### [Your objective]
Each entry must be restated word for word, with nothing omitted.
——
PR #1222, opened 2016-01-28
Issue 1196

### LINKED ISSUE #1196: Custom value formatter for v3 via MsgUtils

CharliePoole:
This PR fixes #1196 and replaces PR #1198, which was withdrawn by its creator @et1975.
——
### [Written solution]
PR #1222, opened 2016-01-28
Issue 1196

### LINKED ISSUE #1196: Custom value formatter for v3 via MsgUtils

CharliePoole:
This PR fixes #1196 and replaces PR #1198, which was withdrawn by its creator @et1975.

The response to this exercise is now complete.